__Aim of the exercise__.
With the records below as input, work out how many lines include the word "actions". Give only the number.

Top of Raw data

PR #5607, opened 2026-07-13
Disable AOT Autograd for Segformer in benchmarks

### LINKED ISSUE #5600: Segformer PCC error on benchmark nightly
Segformer fails with low PCC assertion on [benchmark nightly](https://github.com/tenstorrent/tt-xla/actions/runs/29215068413/job/86709307437) n150-perf and p150-perf:
```
tests/benchmark/test_vision.py:267: in test_segformer
    test_vision(
tests/benchmark/test_vision.py:72: in test_vision
    results = benchmark_vision_torch_xla(
tests/benchmark/benchmarks/vision_benchmark.py:239: in benchmark_vision_torch_xla
    pcc_value >= required_pcc
E   AssertionError: PCC comparison failed. PCC=0.683770, Required=0.97
```

vkovacevicTT:
### Ticket
Closes #5600 

### What's changed
Added aot_autograd flag in benchmarks.
Disabled aot_autograd for Segformer to retain good PCC.

### Checklist
- [x] [Single-chip Segformer](https://github.com/tenstorrent/tt-xla/actions/runs/29273917385)

### DIFF
--- a/tests/benchmark/benchmarks/vision_benchmark.py
+++ b/tests/benchmark/benchmarks/vision_benchmark.py
@@ -102,6 +102,7 @@ def benchmark_vision_torch_xla(
     extract_output_tensor_fn,
     display_name=None,
     required_pcc=0.97,
+    use_aot_autograd=None,
 ):
     """
     Benchmark a vision model using PyTorch and torch-xla.
@@ -159,8 +160,10 @@ def benchmark_vision_torch_xla(
 
     torch_xla.set_custom_compile_options(options)
 
-    # Compile model
-    framework_model.compile(backend="tt")
+    compile_kwargs = {}
+    if use_aot_autograd is not None:
+        compile_kwargs["options"] = {"tt_use_aot_autograd": use_aot_autograd}
+    framework_model.compile(backend="tt", **compile_kwargs)
 
     device = torch_xla.device()
 
--- a/tests/benchmark/test_vision.py
+++ b/tests/benchmark/test_vision.py
@@ -32,6 +32,7 @@ def test_vision(
     input_size=DEFAULT_INPUT_SIZE,
     data_format=DEFAULT_DATA_FORMAT,
     required_pcc=DEFAULT_REQUIRED_PCC,
+    use_aot_autograd=None,
 ):
     """Test vision model with the given configuration.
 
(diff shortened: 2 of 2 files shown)


bmalesevicTT (commented):
Don't have much context on the benefits/downsides of using autograd, but I think whatever caused the PCC degradation should be tracked on some level issue as it could potentially manifest on other models? 
@sgligorijevicTT any ideas what happened?

sgligorijevicTT:
> Don't have much context on the benefits/downsides of using autograd, but I think whatever caused the PCC degradation should be tracked on some level issue as it could potentially manifest on other models? @sgligorijevicTT any ideas what happened?

@bmalesevicTT Not really, I haven't had the time to dig into the details. What I know for certain is that AOTAutograd tends to change shapes, usually by squeezing, unsqueezing or squashing. In Segformer I distinctly remember having a case where a batch matmul ended up having it's shapes rewritten, causing consteval to blow up the memory and tank perf. And trough the haze I remember something about different ranks impacting accuracy, maybe from precisely this investigation... A brief glance at IRs attached on the issue made me suspect that is the case here too.
Either way, it's the right call to track that AOTAutograd can impact numerics, but if my hypothesis is true then this isn't really a frontend bug, more a case of superficial changes exposing lack of robustness underneath.
I had a PR in mlir to handle that exact case, I'm not sure why it wouldn't be triggering here.
As for benefits vs downsides, you only need AOTA iff you plan on calling `.backward()` over a compiled region, which isn't the case for inference benchmarks. The reason why it impacts inference graphs too despite being useful only for training is that it has to form a joint forward-backward graph and cut it appropriately, and in that step the divergence already occurs. But it would be wise to keep it on for inference too, lest we end up with Buda-esque config spaghetti.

Bottom of Raw data

__Reply__.
2